The income tax consequences of alimony

by | Apr 6, 2015 | Alimony, Firm News |

Connecticut couples whose divorce orders involve alimony need to be aware of how the payments are treated by the IRS for tax purposes. Unlike child support, which does not have to be reported as income and which cannot be claimed as a deduction, alimony payments must be reported by the recipient and can be deducted by the payor.

In order for the paying spouse to be able to claim a deduction for spousal maintenance, the payments must be made under an order of the court or through a separation agreement. They cannot be voluntary ones. If one combined payment is made for both court-ordered alimony and child support, only the portion of the payment that is earmarked as being for spousal maintenance may be deducted.

The IRS allows the deduction payments made to third parties on behalf of a recipient and pursuant to a court order.
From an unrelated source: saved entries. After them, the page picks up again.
PR #171, opened 2018-09-03
#160137335 Admin filter users

QUDUSKUNLE:
### What does this PR do?
- It allows the admin to filter users by `cohort` or`email` or `asset_count`

- Add UserFilter class to filter module
- Write tests for admin filter users

- Test out the `users` endpoint with admin right and query by `cohort` or `email` or  `asset_count`

### Screenshot
- 
screen shot 2018-09-03 at 4 03 13 pm

screen shot 2018-09-03 at 4 05 28 pm

screen shot 2018-09-03 at 4 05 59 pm

### DIFF
--- a/api/filters.py
+++ b/api/filters.py
@@ -32,19 +32,24 @@ class UserFilter(filters.FilterSet):
 
     email = filters.CharFilter(
         field_name='email',
-        lookup_expr='icontains',)
+        lookup_expr='istartswith',
+        method='filter_by_email_or_allocated_asset_count',)
 
     asset_count = filters.CharFilter(
         field_name='allocated_asset_count',
         lookup_expr='iexact',
-        method='filter_with_multiple_query_values',)
+        method='filter_by_email_or_allocated_asset_count',)
 
-    def filter_with_multiple_query_values(self, queryset, name, value):
-        users = [
-            user.id
-            for user in queryset
-            if user.assetassignee.current_owner_asset.count() == int(value)]
-        return User.objects.filter(id__in=users)
+    def filter_by_email_or_allocated_asset_count(self, queryset, name, value):
+        if name == 'email':
+            return queryset.filter(email__istartswith=value)
+        else:
+            users = [
+                user.id
+                for user in queryset
+                if user.assetassignee.current_owner_asset.count() == int(value)
+            ]
+            return User.objects.filter(id__in=users)
 
     class Meta:
         model = User
--- a/api/filters.py
+++ b/api/filters.py
@@ -32,24 +32,21 @@ class UserFilter(filters.FilterSet):
 
     email = filters.CharFilter(
         field_name='email',
-        lookup_expr='istartswith',
-        method='filter_by_email_or_allocated_asset_count',)
+        lookup_expr='istartswith',)
 
     asset_count = filters.CharFilter(
         field_name='allocated_asset_count',
+        label='Asset count',
         lookup_expr='iexact',
-        method='filter_by_email_or_allocated_asset_count',)
+        method='filter_by_allocated_asset_count',)
 
-    def filter_by_email_or_allocated_asset_count(self, queryset, name, value):
-        if name == 'email':
-            return queryset.filter(email__istartswith=value)
-        else:
-            users = [
-                user.id
-                for user in queryset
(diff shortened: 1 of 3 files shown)


api/tests/test_user.py
```diff
@@ -336,7 +363,7 @@ def test_allocated_assets_are_returned(self, mock_verify_token):
             HTTP_AUTHORIZATION="Token {}".format(self.token_admin)
         )
         count = len(response.data['allocated_assets'])
-        self.assertEqual(count, 0)
+        self.assertEqual(count, 1)
```
collinmutembei: This assert statement was initially validating that the count will always be zero for users who do not have an asset allocated to them. To ensure that we keep that check, you could assign `self.asset` to a different user that's not `self.user`. Alternatively, you could move the allocation on [line 47](https://github.com/AndelaOSP/art-backend/pull/171/files#diff-a88fe99b551eef0f172e7505561b4951R47) to within `test_admin_filter_users_by_asset_count()`, where you're validating the filtering by asset count.

api/tests/test_user.py
```diff
@@ -347,5 +374,62 @@ def test_allocated_assets_are_returned(self, mock_verify_token):
...
+        self.assertEqual(response.data['results'][0]['cohort'],
+                         self.user.cohort)
+        self.assertEqual(response.data['count'], 2)
+        self.assertEqual(response.status_code, 200)
+
+    @patch('api.authentication.auth.verify_id_token')
+    def test_admin_user_filter_users_by_email(self, mock_verify_token):
+        mock_verify_token.return_value = {'email': self.admin_user.email}
+        response = client.get(
+            '{}?email={}'.format(self.users_url, self.user.email),
```
collinmutembei: Refactor tests related to filtering by email to emulate a letter in the alphabet as the passed value (case insensitive). 👇 

screen shot 2018-09-03 at 21 03 28

api/tests/test_user.py
collinmutembei: Prefer the latter.

QUDUSKUNLE:
@collinmutembei Requested changes effected.

api/filters.py
```diff
@@ -23,3 +23,34 @@ def filter_with_multiple_query_values(self, queryset, name, value):
...
+
+    email = filters.CharFilter(
+        field_name='email',
+        lookup_expr='istartswith',
+        method='filter_by_email_or_allocated_asset_count',)
+
+    asset_count = filters.CharFilter(
+        field_name='allocated_asset_count',
+        lookup_expr='iexact',
+        method='filter_by_email_or_allocated_asset_count',)
```
collinmutembei: Add a [label](https://django-filter.readthedocs.io/en/latest/ref/filters.html#label) argument to the `asset_count` field with a value of '_exact allocated asset count_'.

api/filters.py
```diff
@@ -23,3 +23,34 @@ def filter_with_multiple_query_values(self, queryset, name, value):
...
+
+class UserFilter(filters.FilterSet):
+    cohort = filters.CharFilter(
+        field_name='cohort',
+        lookup_expr='iexact',)
+
+    email = filters.CharFilter(
+        field_name='email',
+        lookup_expr='istartswith',
+        method='filter_by_email_or_allocated_asset_count',)
```
collinmutembei: Specifying a [method](https://django-filter.readthedocs.io/en/latest/ref/filters.html#method) argument on a field, means you want to resolve the filtering on the queryset yourself rather than leaving `django-filter` to do it for you. It defeats the purpose, since the `field_name` and `lookup_expr` arguments are sufficient to return the filtered result we would like.

api/filters.py
```diff
@@ -23,3 +23,34 @@ def filter_with_multiple_query_values(self, queryset, name, value):
...
+
+    asset_count = filters.CharFilter(
+        field_name='allocated_asset_count',
+        lookup_expr='iexact',
+        method='filter_by_email_or_allocated_asset_count',)
+
+    def filter_by_email_or_allocated_asset_count(self, queryset, name, value):
+        if name == 'email':
+            return queryset.filter(email__istartswith=value)
```
collinmutembei: This statement is redundant since `django-filter` would have already resolved the email field above to the same queryset.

Allowable third-party payments include those made for life insurance, medical expenses, housing expenses and others. The IRS does not consider alimony to include non-cash property settlements, payments made to maintain the payer’s property, payments made in order to use the payer’s property or payments made that are considered the spouse’s community income.

Alimony payments and their federal income tax treatment are important to consider, both for those who will receive it as well as those who will be required to pay it. Prospective recipients may want to talk with their family law attorneys about what payments need to be reported as income and which do not. Conversely, those who expect to pay alimony may want to obtain legal advice about what amounts they may be permitted to deduct under existing federal income tax law.